A collar on QQQM is the collar strategy applied to QQQM (etf). The strategy is structurally neutral (protective): A collar pairs long stock with a protective out-of-the-money put financed by a short out-of-the-money call, capping both tails of the position around the current spot. With QQQM etf trading near $292.47, the strikes shown on this page are snapped to the nearest listed QQQM chain strike and the premiums come straight from the end-of-day bid/ask midpoint.
How are QQQM collar max profit and max loss calculated?
Max profit roughly equals short-call strike minus cost basis plus net premium; max loss roughly equals cost basis minus long-put strike minus net premium. Breakeven shifts by the net premium. For the QQQM collar priced from the end-of-day chain at a 30-day expiry (ATM IV 22.70%), the computed maximum profit is $1,218.00 per contract and the computed maximum loss is -$1,282.00 per contract. Live intraday quotes will differ as the chain moves through the trading session.

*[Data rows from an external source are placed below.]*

PR #2745, opened 2026-08-17
Fix structured-output responses streaming as reasoning_content

### LINKED ISSUE #2744: Structured-output responses stream entirely as `reasoning_content` when the model skips its thinking phase
**Describe the bug**

When a request combines `response_format` (json_schema) with a thinking model whose chat template opens the think block in the prompt, and the model **skips its thinking phase** (e.g. the prompt contains `/no_think`, or the model simply decides not to think), the entire response is streamed as `delta.reasoning_content`. The client receives **zero `delta.content` chunks during generation** — the full answer arrives only at end-of-stream, in a single `content` chunk emitted by `ThinkingParser.finish()`'s recovery path.

Server-side everything looks healthy: correct token counts, `finish_reason=stop`, schema-valid output. But clients that stream `delta.content` (or apply a first-content watchdog) see "no output" for the entire generation and abort long requests. In our production pipeline this manifested as `LLM produced no content within 120s` failures on invoice-extraction jobs.

**To Reproduce**

1. Load a thinking model (reproduced with `Qwen3.6-35B-A3B-MLX-8bit`).
2. Send a streaming chat completion whose prompt suppresses thinking and which requests structured output:

   ```jsonc
   POST /v1/chat/completions
   {
     "model": "Qwen3.6-35B-A3B-MLX-8bit",
     "messages": [
       { "role": "system", "content": "Extract the invoice fields.\n\n/no_think" },
       { "role": "user", "content": "Document text:\n\n<any invoice text>" }
     ],
     "temperature": 0.0,
     "max_tokens": 32768,
     "stream": true,
     "response_format": {
       "type": "json_schema",
       "json_schema": { "name": "invoice", "schema": { /* any object schema */ }, "strict": true }
     }
   }
   ```

3. Watch the raw SSE stream:

   ```
   data: {... "delta":{"reasoning_content":"\n{\n"}}          <-- the JSON itself, classified as thinking
   data: {... "delta":{"reasoning_content":"  \"vendor\""}}
   ... (hundreds of reasoning_content chunks, zero content chunks) ...
   data: {... "delta":{"content":"\n{\n  \"vendor\": ..."}}   <-- full answer re-emitted once, at EOS
   data: {... "delta":{},"finish_reason":"stop"}
   ```

4. See error: no `delta.content` until end-of-stream; streaming clients time out on first content.

**Expected behavior**

The JSON streams as `delta.content` from the first token — it *is* the answer, not reasoning. `reasoning_content` should only carry actual thinking text.

**Screenshots**

n/a — the raw SSE excerpt above shows the misclassification.

- macOS Version: 26.5.2 (25F84)
- oMLX Version: 0.6.0 (first seen on a 0.5.0 dev build; code path verified unchanged on current `main`)

**Additional context**

Root cause is a chain of four individually-reasonable behaviors:

1. For grammar-constrained requests with a reasoning parser, the server force-enables the thinking template and auto-sets a thinking budget "so the model exits the reasoning phase and the grammar can activate" (`omlx/server.py:3684`). The rendered prompt now ends on `<think>`.
2. `prompt_opens_thinking(...)` therefore constructs `ThinkingParser(start_in_thinking=True)` (`omlx/server.py:4591`, `:5037`, `:6381` — since #2623 all three streaming paths do this).
3. The grammar is a **triggered** structural tag `[tag(<think>, any_text, </think>), schema]` — the tag is optional, so a model that goes straight into the schema without ever emitting `<think>…</think>` is perfectly grammar-valid.
4. `ThinkingParser` only ever leaves thinking mode on a literal `</think>` in the text stream. If the model skips thinking, that tag never arrives: every delta is classified as reasoning, and only the `finish()` recovery (`omlx/api/thinking.py:326`) re-emits the accumulated text as content — silently, in one chunk, at EOS.

So the server *forces* the thinking phase open for the grammar's sake, the grammar *permits* skipping it, and the text-level parser is the only component that never learns the model took that exit.

*Suggested fix:* make `ThinkingParser` grammar-aware — when the request carries a compiled grammar, decide on the **first non-whitespace character** of the response. A schema opener (`{` / `[`) means the model skipped thinking → flip to content immediately (sticky, so a synthetic `<think>\n` prefix sharing the chunk cannot re-enter thinking). Anything else locks normal thinking ha
ndling, so genuine reasoning → `</think>` → schema flows stay untouched. The `finish()` recovery should also log a warning — it currently re-classifies the entire response silently. We run this fix in production; it takes the repro from "0 content deltas until EOS" to normal live streaming (TTFB 3–14 s on 6 concurrent requests, all deltas as `content`, recovery never triggered). H
appy to submit the PR.

*Related finding (separate, smaller):* while bisecting this we also found that `GrammarConstraintProcessor`'s top-of-step accept (`omlx/scheduler.py:714-717`) silently drops the sampled token whenever the batch was reshaped between sampling and the next step (`extend`/`filter` break the positional mapping; `filter` leaves `_next_tokens` as `None`). The matcher then stays desynced 
for the rest of the generation with no log line — `omlx/api/grammar.py:87` receives the row's token history and could self-heal from it (the same counter pattern `ThinkingBudgetProcessor` already uses). Our PR includes that resync as well; can split it out if preferred.

stiivo:
Fixes #2744.

## What this fixes

When `response_format` (json_schema) meets a thinking model whose template opens the think block in the prompt, a model that **skips its thinking phase** (`/no_think`, or simply deciding not to think) streams its entire answer as `delta.reasoning_content`. Clients waiting for `delta.content` see nothing until end-of-stream, where `ThinkingParser.finish()`'s recovery re-emits the whole answer as one `content` chunk. Details and root-cause chain in #2744.

## Changes

**1. `ThinkingParser`: grammar-aware classification (`omlx/api/thinking.py`, `omlx/server.py`)**

New opt-in mode `content_on_schema_start`, enabled by all three streaming paths when the request carries a `compiled_grammar`. The first non-whitespace character of the response decides, once:

- schema opener (`{` / `[`) → the model skipped thinking; flip to content immediately. The decision is sticky, so a synthetic `<think>\n` prefix sharing the chunk with schema text cannot re-enter thinking mode.
- anything else → real reasoning; normal thinking handling locks in unchanged.

The probe waits while the pending text could still be a partial tag, so token-fragmented streams decide correctly. The `finish()` recovery now logs a warning — it re-classifies an entire response and previously did so silently.

**2. `GrammarConstraintProcessor`: self-healing accept (`omlx/api/grammar.py`)**

The top-of-step accept fast path bails out whenever the batch was reshaped between sampling and the next step (`extend`/`filter` break the positional mapping; `filter` leaves `_next_tokens` as `None`) — silently dropping the sampled token from the matcher, which stays desynced for the rest of the generation. `__call__` now resyncs the matcher from the row's own token history with an idempotent counter (the same pattern `ThinkingBudgetProcessor` already uses), so a missed fast-path accept heals on the next step instead of persisting. The fast path stays as the cheap common case; when nothing was missed the resync loop body never runs.

## Verification

Repro from #2744: 6 concurrent streaming chat completions, `json_schema` strict, `temperature 0`, Qwen3.6-35B-A3B-MLX-8bit, prompt ending in `/no_think`.

| | before | after |
|---|---|---|
| `delta.content` chunks during generation | 0 (all six requests) | 246–441 per request, live |
| first content delta | end-of-stream only | 3–14 s |
| `delta.reasoning_content` chunks | ~250–450 per request | 0 |
| `finish()` recovery triggered | every request | never |

Genuine-thinking flows verified unaffected (prose → `</think>` → schema splits exactly as before; `content_on_schema_start=False` preserves the old behavior byte-for-byte). Also unit-tested the parser against split chunks, single-chunk tag+schema, token-level fragmentation, and the flag-off path.

Happy to split the `GrammarConstraintProcessor` change into its own PR if you prefer.

### DIFF
--- a/omlx/api/grammar.py
+++ b/omlx/api/grammar.py
@@ -79,6 +79,13 @@ class GrammarConstraintProcessor:
         self._terminated = False
         self._first_call = True
         self._pending = False
+        # Count of history entries (prompt + generated) this matcher has
+        # already consumed.  ``None`` until the first ``__call__`` records the
+        # prompt-length baseline.  Both accept paths — the top-of-step fast
+        # path and the ``__call__`` history resync below — advance it in
+        # lockstep so every generated token is accepted exactly once (same
+        # counter pattern as ``ThinkingBudgetProcessor``).
+        self._accepted_up_to: Optional[int] = None
 
     # ------------------------------------------------------------------
     # Per-request mode (original interface)
@@ -87,14 +94,38 @@ class GrammarConstraintProcessor:
     def __call__(self, tokens, logits: mx.array) -> mx.array:
         """Fill bitmask and apply to logits.
 
-        Accept is handled by the monkey-patched GenerationBatch._step(),
-        which is the only place that can see which token was sampled from
-        the result.  This method only fills the bitmask, applies it, and
-        records that a token is now in flight for this row (see
-        :attr:`pending`).
+        Accept normally happens in the monkey-patched
+        ``GenerationBatch._step()`` top-of-step fast path, which is the
+        cheapest place to read the sampled ids.  That path bails out
+        whenever the batch was reshaped between sampling and the next step
+        (``extend``/``filter`` break the positional mapping, ``filter``
+        leaves ``_next_tokens`` as ``None``) — silently dropping the
+        sampled token from the matcher and desyncing it for the rest of
+        the generation.  With a structural-tag grammar
+        (``[tag(<think>, any_text, </think>), schema]``) that desync made
+        the matcher skip the ``</think>`` transition: the whole answer
+        streamed as ``reasoning_content`` while staying schema-valid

What is the breakeven for a QQQM collar?
The breakeven for the QQQM collar priced on this page is roughly $292.82 at expiration, derived from end-of-day chain premiums. Breakeven is the underlying price at which the strategy's P&L crosses zero ignoring transaction costs and assignment risk. The current QQQM market-implied 1-standard-deviation expected move is approximately 6.51%; if the move sits well outside the breakeven distance, the structure's risk-reward becomes correspondingly tighter.

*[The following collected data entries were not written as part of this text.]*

Issue #2740, opened 2026-08-17
[Bug] 0.6.0: reasoning_effort from external client is passed through to chat template without validation, causing 400 on Qwen3.8


Githantao:
[Bug] 0.6.0：外部客户端传入的 reasoning_effort 未经校验直接透传给 chat template，导致 Qwen3 返回 400

Describe the bug

When an external client (e.g., an agent application) sends reasoning_effort: "high" in a chat completion request, oMLX 0.6.0 passes this value directly to the model's chat template. For Qwen3, the chat template only accepts xhigh (default), medium, and low — the value high is not valid, resulting in a 400 error:

Chat template error: Unexpected reasoning effort high.
Supported types are xhigh (default), medium, and low.
Copy
In oMLX 0.5.7, this parameter was not forwarded to the chat template, so the model used its native default (xhigh) and the request succeeded. In 0.6.0, the parameter is now forwarded but without any validation or normalization, so an incompatible value from the client causes a hard 400 instead of being mapped to the closest valid value.

When an external client (e.g., an agent application) sends reasoning_effort: "high" in a chat completion request, oMLX 0.6.0 passes this value directly to the model's chat template. For Qwen3, the chat template only accepts xhigh (default), medium, and low — the value high is not valid, resulting in a 400 error.

In oMLX 0.5.7, this parameter was not forwarded to the chat template, so the model used its native default (xhigh) and the request succeeded. In 0.6.0, the parameter is now forwarded but without any validation or normalization, so an incompatible value from the client causes a hard 400 instead of being mapped to the closest valid value.

当外部客户端（如 agent 应用）在 chat 请求中发送 reasoning_effort: "high" 时，oMLX 0.6.0 将该值直接透传给模型的 chat template。对于 Qwen3，chat template 仅接受 xhigh（默认）、medium、low，high 不是合法值，导致 400 错误。

在 oMLX 0.5.7 中，该参数不会被转发给 chat template，模型使用原生默认值 xhigh，请求正常。0.6.0 中该参数开始被转发，但没有做任何校验或归一化，客户端传入的不兼容值直接导致 400，而非映射到最接近的合法值。

To Reproduce

Run oMLX 0.6.0 (CLI) with model Qwen3.8-27B-mxfp8
Send a POST /v1/chat/completions request that includes "reasoning_effort": "high" in the request body (e.g., via an agent application's "default thinking level = medium" setting, which internally maps to the string high)
Observe the 400 response:
[...]

PR #2746, opened 2026-08-17
feat(discovery): expose reasoning_effort contract in model status

monroewilliams:
## Context

Reasoning-effort handling has evolved across #2653 (top-level `reasoning_effort` request field), #2724 (DeepSeek V4 alias mapping), and #2740 (engine-level alias fallback + native-default retry). That leaves a gap on the *discovery* side: a client (e.g. a coding agent with a thinking-level selector) has no way to learn which effort vocabulary a model's chat template actually accepts. It can only guess — and with #2740's best-effort normalization, wrong guesses are silently remapped (e.g. `high` → `xhigh` on Qwen 3.8) instead of rejected.

## What this PR adds

**1. Discovery — `detect_reasoning_effort()` (`omlx/model_discovery.py`)**

Reads the model's chat template and extracts its `reasoning_effort` contract:

- `options` — only when the template enforces a strict tuple-literal whitelist (e.g. Qwen 3.8: `('xhigh', 'medium', 'low')`). Free-form, dict-map, and numeric templates (gpt-oss, Inkling, GLM) report `None` so clients pass values through and let #2740's normalization handle them.
- `default` — from `|default('X')` filters or `is not defined -> set` blocks (string defaults only).

Exposed as `reasoning_effort_options` / `reasoning_effort_default` on `DiscoveredModel` / `EngineEntry`, surfaced on `/v1/models/status` next to `thinking_default`.

**2. `"none"` → thinking off (`omlx/api/utils.py`)**

`merge_reasoning_effort_chat_template_kwargs()` now translates `reasoning_effort: "none"` to `enable_thinking: False` at request-merge time instead of forwarding it. `"none"` is the de facto off token (OpenAI, vLLM), but it is not in strict whitelists — and without this translation, #2740's alias fallback would map `"none"` → `"low"`, i.e. thinking *on* at low effort, which is the wrong semantics for an off switch. An explicit `enable_thinking` in the request's `chat_template_kwargs` still wins (`setdefault`). Covers both the chat-completions field and responses `reasoning.effort`, which share the helper.

Together: clients can map their own thinking levels to values the template accepts exactly (no silent remapping), and express thinking-off through the standard field.

## Validation

- Detector validated against real templates: Qwen 3.8 → `(['xhigh', 'medium', 'low'], 'xhigh')`; gpt-oss → `(None, 'medium')`; GLM-5.2 / Inkling / Muse-Glimmer → `(None, None)`.
- Tests: detection (`tests/test_thinking_toggle.py`), `"none"` merge semantics (`tests/test_api_utils.py`); full suite passes.
- Live check against a running server: status fields present for all discovered models; `reasoning_effort: "low"` → thinking, `"none"` → no thinking (1-token answer).

## End-to-end consumer

[pi-local](https://github.com/monroewilliams/pi-local) (pi extension for local inference servers) reads the new status fields, builds a per-model `thinkingLevelMap` (advertised levels map to themselves, the rest are hidden, `off` → `"none"`), and sends the standard top-level field — verified end-to-end on Qwen 3.8, where the selector offers exactly `off / low / medium / xhigh`.

## Scope notes

- No request-side pre-validation: #2740 already normalizes unknown values best-effort.
- Alternate parameter names (e.g. Muse Glimmer's `reasoning_strength`) are out of scope; the `chat_template_kwargs` escape hatch covers them.

### DIFF
--- a/omlx/api/utils.py
+++ b/omlx/api/utils.py
@@ -49,10 +49,19 @@ def merge_reasoning_effort_chat_template_kwargs(
     chat_template_kwargs: dict[str, Any] | None,
     reasoning_effort: Any | None,
 ) -> dict[str, Any] | None:
-    """Forward an API reasoning effort without overriding explicit template kwargs."""
+    """Forward an API reasoning effort without overriding explicit template kwargs.
+
+    ``"none"`` is a client-side off switch: it turns thinking off via
+    ``enable_thinking=False`` instead of reaching the template, whose
+    whitelists (e.g. Qwen 3.8's ``xhigh/medium/low``) do not include it.
+    An explicit ``enable_thinking`` in the request kwargs still wins.
+    """
     merged = dict(chat_template_kwargs or {})
     if reasoning_effort is not None:
-        merged.setdefault("reasoning_effort", reasoning_effort)
+        if reasoning_effort == "none":
+            merged.setdefault("enable_thinking", False)
+        else:
+            merged.setdefault("reasoning_effort", reasoning_effort)
     return merged or None
 
 
--- a/omlx/engine_pool.py
+++ b/omlx/engine_pool.py
@@ -210,6 +210,12 @@ class EngineEntry:
     preserve_thinking_default: bool | None = (
         None  # True when template supports preserve_thinking (Qwen 3.6+)
     )
+    reasoning_effort_options: list[str] | None = (
+        None  # Strict whitelist from template (None = free-form or unsupported)
+    )
+    reasoning_effort_default: str | None = (
+        None  # Template default for reasoning_effort (None = unknown)
+    )
     model_context_length: int | None = (
         None  # Declared context length from config.json (None if unknown)
     )
@@ -832,6 +838,12 @@ class EnginePool:
                     thinking_default=getattr(info, "thinking_default", None),
                     preserve_thinking_default=getattr(
                         info, "preserve_thinking_default", None
+                    ),
+                    reasoning_effort_options=getattr(
+                        info, "reasoning_effort_options", None
+                    ),
+                    reasoning_effort_default=getattr(
+                        info, "reasoning_effort_default", None
                     ),
                     model_context_length=getattr(info, "model_context_length", None),
                     source_type=getattr(info, "source_type", "local"),
@@ -3171,6 +3183,8 @@ class EnginePool:
                     "is_helper": e.is_helper,
                     "thinking_default": e.thinking_default,
                     "preserve_thinking_default": e.preserve_thinking_default,
+                    "reasoning_effort_options": e.reasoning_effort_options,
+                    "reasoning_effort_default": e.reasoning_effort_default,
                     "source_type": e.source_type,
                     "source_repo_id": e.source_repo_id,
                     "last_access": e.last_access if e.last_access > 0 else None,
--- a/omlx/engine_pool.py
+++ b/omlx/engine_pool.py
@@ -211,7 +211,7 @@ class EngineEntry:
         None  # True when template supports preserve_thinking (Qwen 3.6+)
     )
     reasoning_effort_options: list[str] | None = (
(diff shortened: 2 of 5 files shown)


cebertowicz:
Hi @monroewilliams — I opened #3395 building on your detector commit (included as-is, you stay author). It adds the pieces the on-disk template can't show: DeepSeek V4's oMLX-patched template declaring its own vocabulary, and the same fields on the admin API. I left the `none` mapping out since b876be8e already settled that one. Thanks for the groundwork; happy to rebase onto yours if it lands first.

monroewilliams:
> Hi @monroewilliams — I opened #3395 building on your detector commit (included as-is, you stay author). It adds the pieces the on-disk template can't show: DeepSeek V4's oMLX-patched template declaring its own vocabulary, and the same fields on the admin API. I left the `none` mapping out since [b876be8](https://github.com/jundot/omlx/commit/b876be8ec5a1c19dab3f77a942c7ef8eddd9d83a) already settled that one. Thanks for the groundwork; happy to rebase onto yours if it lands first.

I'd actually just been in the process of rebasing this to the tip of main, and also reworking and generalizing the detector, and was about to push some changes when I saw your comment just now. I had been thinking I would close this PR and split it into two: one with just the detector/reasoning_effort_options changes squashed to a single new commit, and the other with the "none" handling. 

I hadn't noticed the "off"/"none" mapping in  https://github.com/jundot/omlx/commit/b876be8ec5a1c19dab3f77a942c7ef8eddd9d83a yet, and I'd actually argue that mapping "off"/"none" -> "low" is not the right thing to do -- it gives a harness that expects to be able to disable thinking entirely by setting "none" (which is what pi does natively, and is also the semantics that llama.cpp associates with "none") no way to do that directly. My [pi-local plugin](https://github.com/monroewilliams/pi-local) has to work around this by special-casing the "off" value and taking a different path that uses `chat_template_kwargs` for that case instead of just passing through reasoning_effort of "none". Interpreting a thinking level of "none" as "disable thinking" within omlx would solve this entirely at (IMO) the appropriate level, and would mirror what llama.cpp does.

I'll go ahead and push the rebase with the additional changes I made today as another commit here instead of doing an amend/split like I'd planned. I need to head to bed right now, but I'd like to discuss this more with you and maybe @jundot if he's not completely slammed. :)

maxpfingsthorn:
+1 for the `"none"` → `enable_thinking: false` part of this PR. Here is some current data from HEAD, in case it helps get that piece in on its own.

**Setup:** Homebrew HEAD `4e5308c`, `Jundot/Qwen3.8-27B-oQ4e-mtp`, non-streaming, `temperature=0`, prompt "What is 17*23? Answer with the number only."

| Request | completion tokens | `reasoning_content` | time |
|---|---|---|---|
| no thinking params | 65 | 142 chars | 2.42 s |
| `reasoning_effort: "none"` | 61 | 114 chars | 1.89 s |
| `reasoning_effort: "low"` | 61 | 114 chars | 1.90 s |
| `chat_template_kwargs: {enable_thinking: false}` | 3 | empty | 0.56 s |

So on main, `"none"` is identical to `"low"` (via `_ALIAS_FALLBACKS` in `omlx/reasoning_effort.py`): the client asks for no reasoning and still pays for it.

We hit this from two clients: an OpenAI-SDK image-labeling script that sets `reasoning_effort="none"` and got chain-of-thought (and, with a tight `max_tokens`, truncated reasoning, see #3796), and pi, which also sends `"none"` for its off level. Both only work today by switching to the non-standard `chat_template_kwargs` path, which generic OpenAI clients can't do.

Two small suggestions for the mapping, if it gets split out as you mentioned:
- treat `"off"` the same as `"none"` (both are already in `_STRING_LEVELS`), and match after `.strip().lower()` like `_normalized_input` does;
- apply it in the shared helper, so Responses `reasoning.effort` is covered too (it already is in ebba9b2b).

Happy to open that split-out PR on current main, with you as co-author, if that's easier than rebasing this one.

When should you consider a collar on QQQM?
Collars on QQQM hedge an existing long QQQM etf position; the long put sets a floor while the short call finances it, often run as a near-zero-cost hedge during expected volatility windows.
How does current QQQM implied volatility affect this collar?
QQQM ATM IV is at 22.70% with IV rank near 53.33%, which is mid-range against its 1-year history. Strategy selection depends more on directional thesis and expected move than on a strong IV signal.